I’ve previously told the story of Mita, and its 1980s slogan “all we make are great copiers.” In essence, Mita had to adopt this slogan because, unlike its competitors, it did NOT have a diversified portfolio.
This worked for a while…until the “document solutions” industry (copiers and everything else) embraced digital technologies. Well, Fuji-Xerox, Ricoh and Konica did. Mita didn’t, and went bankrupt.
Before Walmart emphasized “Made in America” products, former (and present) stand-up comedian Steve Martin was dispensing tax advice.
“Steve.. how can I be a millionaire.. and never pay taxes?” First.. get a million dollars. Now.. you say, “Steve.. what do I say to the tax man when he comes to my door and says, ‘You.. have never paid taxes’?” Two simple words. Two simple words in the English language: “I forgot!”

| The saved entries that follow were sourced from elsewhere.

PR #250, opened 2023-11-07
fix saving energy offset and add global save

steinnymir:
This PR adds the method to save energy offset parameters, and a method to call all save parameter methods in SedProcessor.

### DIFF
--- a/sed/calibrator/energy.py
+++ b/sed/calibrator/energy.py
@@ -9,6 +9,7 @@ from typing import Any
 from typing import cast
 from typing import Dict
 from typing import List
+from typing import Literal
 from typing import Sequence
 from typing import Tuple
 from typing import Union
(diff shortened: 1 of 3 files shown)


sed/calibrator/energy.py
```diff
@@ -1523,16 +1524,24 @@ def add_offsets(
                         signs.append(v["sign"])
                     except KeyError as exc:
                         raise KeyError(f"Missing sign for offset column {k} in config.") from exc
-                    preserve_mean.append(v.get("preserve_mean", False))
-                    reductions.append(v.get("reduction", None))
+                    pm = v.get("preserve_mean", False)
+                    if pm == "false":
+                        pm = False
+                    elif pm == "true":
+                        pm = True
```
rettigl, line 1531: Shouldn't the yaml library handle this correctly? Off course, these should not be strings in the yaml...

sed/calibrator/energy.py
```diff
@@ -1523,16 +1524,24 @@ def add_offsets(
...
+                    preserve_mean.append(pm)
+                    rd = v.get("reduction", None)
+                    if rd == "none":
```
rettigl, line 1534: maybe add .lower() ?

sed/calibrator/energy.py
rettigl: otherwhise, also add .lower() ?

rettigl (approved):
LGTM

sed/calibrator/energy.py
steinnymir: no, it does not automatically pick up bools and None

PR #258, opened 2023-11-12
ignore dependabot branches from triggering workflow

rettigl:
This should fix the problem in #256 by disabling the workflow for dependabot actions.


rettigl:
We could also limit this from only running on the main branch.

zain-sohail (changes requested):
I think switching to let this action run only on main is better.

zain-sohail (approved):

PR #264, opened 2023-11-13
SXP loader

rettigl:
PR for drafting an SXP loader


rettigl:
This should more or less work now, needs to be tested with a full run. For test data upload, I am waiting for David's approval.

rettigl:
This works for now. It has only a few modifications to the flash loader, but probably too many to become a single loader. 
The metadata stuff is untouched as of now, this needs to be updated once it's known how it works. Also, the additions from the flash consistency check can be ported once completed, but this I would do in separate PRs.

sed/loader/flash/utils.py
```diff
@@ -1,62 +0,0 @@
-"""Helper functions for the flash loader."""
```
zain-sohail, line 1: I think this is acciedently deleted

tests/data/loader/sxp/config.yaml
```diff
@@ -0,0 +1,97 @@
...
+    timeStamp: 's'
+    # energy: 'eV'
+    # E: 'eV'
+    kx: '1/A'
+    ky: '1/A'
+
+  channels:
+    timeStamp:
+      format: per_train
+      dataset_key: "/INDEX/timestamp"
```
zain-sohail, line 48: Not for this PR necessarily, but coming up with a schema for the dataframe in config file would be great. 
I think we had the discussion to use the group_names in mpes too.

tests/data/loader/sxp/RAW-R0016-DA03-S00000.h5
zain-sohail, line 1: Is this a test file?

tutorial/5_sxp_workflow.ipynb
zain-sohail, line 1: Lets wait for data approval before merging, I'd suggest

sed/loader/sxp/metadata.py
zain-sohail, line 1: It would be better to delete this in case of SXP and just leave the metadata method empty

sed/loader/sxp/loader.py
```diff
@@ -0,0 +1,891 @@
+# pylint: disable=duplicate-code
+"""
+This module implements the SXP data loader.
+This loader currently supports the SXP momentum microscope instrument.
+The raw hdf5 data is combined and saved into buffer files and loaded as a dask dataframe.
+The dataframe is a amalgamation of all h5 files for a combination of runs, where the NaNs are
+automatically forward filled across different files.
+This can then be saved as a parquet for out-of-sed processing and reread back to access other
+sed funtionality.
+Most of the structure is identical to the FLASH loader.
```
zain-sohail, line 10: I think just doing a replace all of flash to sxp would be good

sed/loader/sxp/loader.py
```diff
@@ -0,0 +1,891 @@
...
+from joblib import delayed
+from joblib import Parallel
+from natsort import natsorted
+from pandas import DataFrame
+from pandas import MultiIndex
+from pandas import Series
+
+from sed.core import dfops
+from sed.loader.base.loader import BaseLoader
+from sed.loader.sxp.metadata import MetadataRetriever
```
zain-sohail, line 33: can be removed

sed/loader/sxp/loader.py
```diff
@@ -0,0 +1,891 @@
...
+            paths and the parquet data directory path.
+
+        Raises:
+            ValueError: If required values are missing from the configuration.
+            FileNotFoundError: If the raw data directories are not found.
+        """
+        # Parses to locate the raw beamtime directory from config file
+        if (
+            "paths" in self._config["core"]
+            and self._config["core"]["paths"].get("data_raw_dir", "")
```
zain-sohail, line 73: I guess this would also be useful for flashloader

zain-sohail (changes requested):
Generally I have seen the git blame so I got the idea where you made changes.
Is this going to be a permenant loader or it's just for your beamtime?
Because adapting flash loaders structure makes this confusing and likely unmaintainable. We should later definitely think of a solution to this.

sed/loader/flash/utils.py
rettigl: No, I moved the content (one function) into the general utils, as it is also used in the sxp loader now.

tests/data/loader/sxp/config.yaml
rettigl: This kind of defines a schema, but yes, reworking the mpes structure here is on my todo (not very high up though).

tests/data/loader/sxp/RAW-R0016-DA03-S00000.h5
rettigl: Its a few trains from one of the runs. I clarified this with Markus Scholz.

tutorial/5_sxp_workflow.ipynb
rettigl: Not sue there will be a public example dataset soon, but I'd still like to merge this and make it usable easily.

sed/loader/sxp/metadata.py
rettigl: yes, I can install a dummy.

sed/loader/sxp/loader.py
rettigl: I put this there on purpose ;) ...

rettigl: this is the only ocurrence, btw

sed/loader/sxp/loader.py
rettigl: yes

sed/loader/sxp/loader.py
rettigl: There are a few things that seem inconsistent to me still. E.g. I think it would be good if you could auto-find the beamtime-dirs, and still user-define a parquet-dir. But that's something for another PR, I think.

rettigl:
> Generally I have seen the git blame so I got the idea where you made changes. Is this going to be a permenant loader or it's just for your beamtime? Because adapting flash loaders structure makes this confusing and likely unmaintainable. We should later definitely think of a solution to this.

Well, In gerneral the requirements for FLASH and SXP are very similar, i.e. the train /micro/macrobunch structure etc., so it does not make sense to me to deviate too much from what we have. But I agree we need to find a way to maintain this. Either we outsource the common code into utils files, or build an intermedate FEL loader, where FLASH and SXP loader inherit from.

sed/loader/sxp/loader.py
zain-sohail: I put this in #281

zain-sohail:
> > Generally I have seen the git blame so I got the idea where you made changes. Is this going to be a permenant loader or it's just for your beamtime? Because adapting flash loaders structure makes this confusing and likely unmaintainable. We should later definitely think of a solution to this.
> 
> Well, In gerneral the requirements for FLASH and SXP are very similar, i.e. the train /micro/macrobunch structure etc., so it does not make sense to me to deviate too much from what we have. But I agree we need to find a way to maintain this. Either we outsource the common code into utils files, or build an intermedate FEL loader, where FLASH and SXP loader inherit from.

I think best solution is to define different classes for these different aspects and create the actual loaders to instantiate these classes

zain-sohail (approved):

While the IRS will not accept this defense, there are times when people, and companies, forget things.
I know of one company that had a clear differentiator over most of its competition: the fact that a key component of its solution was self-authored, rather than being sourced from a third party.
For a time, the company strongly emphasized this differentiator, casting fear, uncertainty, and doubt against its competitors who depended upon third parties for this key component.
But time passes, priorities change, and the company’s website now buries this differentiator on a back page…making the company sound like all its competitors.
But the company has an impressive array of features, so there’s that.
Restore your differentiators
If your differentiators have faded away, or your former differentiators are no longer important, perhaps it’s time to re-emphasize them so that your prospects have a reason to choose you.
Ask yourself questions about why your firm is great, why all the other firms suck, and what benefits (not features) your customers enjoy that the competition’s customers don’t. Only THEN can you create content (or have your content creator do it for you).
A little postscript: originally I was only going to list three items in this post, but Hana LaRock counsels against this because bots default to three-item lists (see her item 4).